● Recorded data
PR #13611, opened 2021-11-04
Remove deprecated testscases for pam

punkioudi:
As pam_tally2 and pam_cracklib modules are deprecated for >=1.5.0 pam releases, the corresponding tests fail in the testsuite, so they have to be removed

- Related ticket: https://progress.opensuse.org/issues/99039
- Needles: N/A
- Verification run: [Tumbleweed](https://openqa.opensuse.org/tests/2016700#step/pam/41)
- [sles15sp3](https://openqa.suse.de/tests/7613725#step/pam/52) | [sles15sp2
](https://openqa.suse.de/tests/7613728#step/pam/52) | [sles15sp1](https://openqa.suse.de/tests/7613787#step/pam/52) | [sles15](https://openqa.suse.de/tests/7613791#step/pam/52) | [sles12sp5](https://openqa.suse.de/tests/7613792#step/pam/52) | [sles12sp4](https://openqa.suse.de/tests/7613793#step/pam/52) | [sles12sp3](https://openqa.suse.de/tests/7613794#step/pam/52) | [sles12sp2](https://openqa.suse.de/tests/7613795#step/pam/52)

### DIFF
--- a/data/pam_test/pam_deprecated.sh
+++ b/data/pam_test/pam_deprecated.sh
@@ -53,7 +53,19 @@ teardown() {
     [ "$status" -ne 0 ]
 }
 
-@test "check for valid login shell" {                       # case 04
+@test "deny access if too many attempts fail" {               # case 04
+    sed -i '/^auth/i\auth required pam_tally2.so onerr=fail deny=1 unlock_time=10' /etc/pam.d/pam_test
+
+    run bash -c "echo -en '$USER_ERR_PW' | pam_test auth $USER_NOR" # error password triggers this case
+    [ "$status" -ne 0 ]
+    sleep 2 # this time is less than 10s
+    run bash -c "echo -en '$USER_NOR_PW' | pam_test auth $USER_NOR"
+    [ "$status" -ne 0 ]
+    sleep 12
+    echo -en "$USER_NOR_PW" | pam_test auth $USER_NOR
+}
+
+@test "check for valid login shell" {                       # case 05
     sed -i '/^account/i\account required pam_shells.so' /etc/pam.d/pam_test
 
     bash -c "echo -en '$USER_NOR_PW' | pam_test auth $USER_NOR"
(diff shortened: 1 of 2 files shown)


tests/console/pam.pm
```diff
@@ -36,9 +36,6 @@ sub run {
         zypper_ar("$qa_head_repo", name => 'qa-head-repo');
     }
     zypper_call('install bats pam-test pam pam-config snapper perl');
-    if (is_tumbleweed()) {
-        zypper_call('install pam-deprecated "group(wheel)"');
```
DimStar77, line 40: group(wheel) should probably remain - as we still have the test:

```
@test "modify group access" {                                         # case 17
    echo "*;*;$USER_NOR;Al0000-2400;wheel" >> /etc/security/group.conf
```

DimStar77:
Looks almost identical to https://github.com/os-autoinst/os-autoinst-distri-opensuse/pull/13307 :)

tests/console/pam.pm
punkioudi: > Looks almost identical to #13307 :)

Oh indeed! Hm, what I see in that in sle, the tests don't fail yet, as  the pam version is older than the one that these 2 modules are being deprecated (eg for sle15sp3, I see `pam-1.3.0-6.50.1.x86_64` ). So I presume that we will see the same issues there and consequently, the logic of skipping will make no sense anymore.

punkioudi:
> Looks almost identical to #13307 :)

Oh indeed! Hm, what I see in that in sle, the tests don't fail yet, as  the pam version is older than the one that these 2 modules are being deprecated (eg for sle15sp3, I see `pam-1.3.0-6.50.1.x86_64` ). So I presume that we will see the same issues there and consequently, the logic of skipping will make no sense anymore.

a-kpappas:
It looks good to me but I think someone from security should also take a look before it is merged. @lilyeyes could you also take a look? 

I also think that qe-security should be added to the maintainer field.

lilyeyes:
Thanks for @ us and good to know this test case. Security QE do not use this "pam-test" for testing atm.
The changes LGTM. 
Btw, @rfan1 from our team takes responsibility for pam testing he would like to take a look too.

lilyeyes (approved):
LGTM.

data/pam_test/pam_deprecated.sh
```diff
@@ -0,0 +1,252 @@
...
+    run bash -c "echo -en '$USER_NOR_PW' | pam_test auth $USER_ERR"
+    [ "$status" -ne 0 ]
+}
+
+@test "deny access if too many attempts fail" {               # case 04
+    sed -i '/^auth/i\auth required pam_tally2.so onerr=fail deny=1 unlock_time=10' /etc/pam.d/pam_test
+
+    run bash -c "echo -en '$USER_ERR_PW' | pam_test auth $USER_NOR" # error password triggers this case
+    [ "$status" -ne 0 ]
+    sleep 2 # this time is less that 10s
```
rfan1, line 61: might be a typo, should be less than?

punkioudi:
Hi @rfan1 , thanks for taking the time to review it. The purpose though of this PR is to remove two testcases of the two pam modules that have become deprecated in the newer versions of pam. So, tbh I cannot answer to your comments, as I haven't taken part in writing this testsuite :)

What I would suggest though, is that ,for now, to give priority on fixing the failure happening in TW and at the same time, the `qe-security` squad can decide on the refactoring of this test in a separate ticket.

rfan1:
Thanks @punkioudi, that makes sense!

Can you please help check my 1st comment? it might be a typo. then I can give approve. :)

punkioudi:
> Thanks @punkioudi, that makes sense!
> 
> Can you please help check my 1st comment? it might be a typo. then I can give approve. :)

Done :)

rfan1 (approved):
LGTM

● Required work
Out of the preceding entries, pull every line containing the string "good".

● Response box
It looks good to me but I think someone from security should also take a look before it is merged. @lilyeyes could you also take a look? 
Thanks for @ us and good to know this test case. Security QE do not use this "pam-test" for testing atm.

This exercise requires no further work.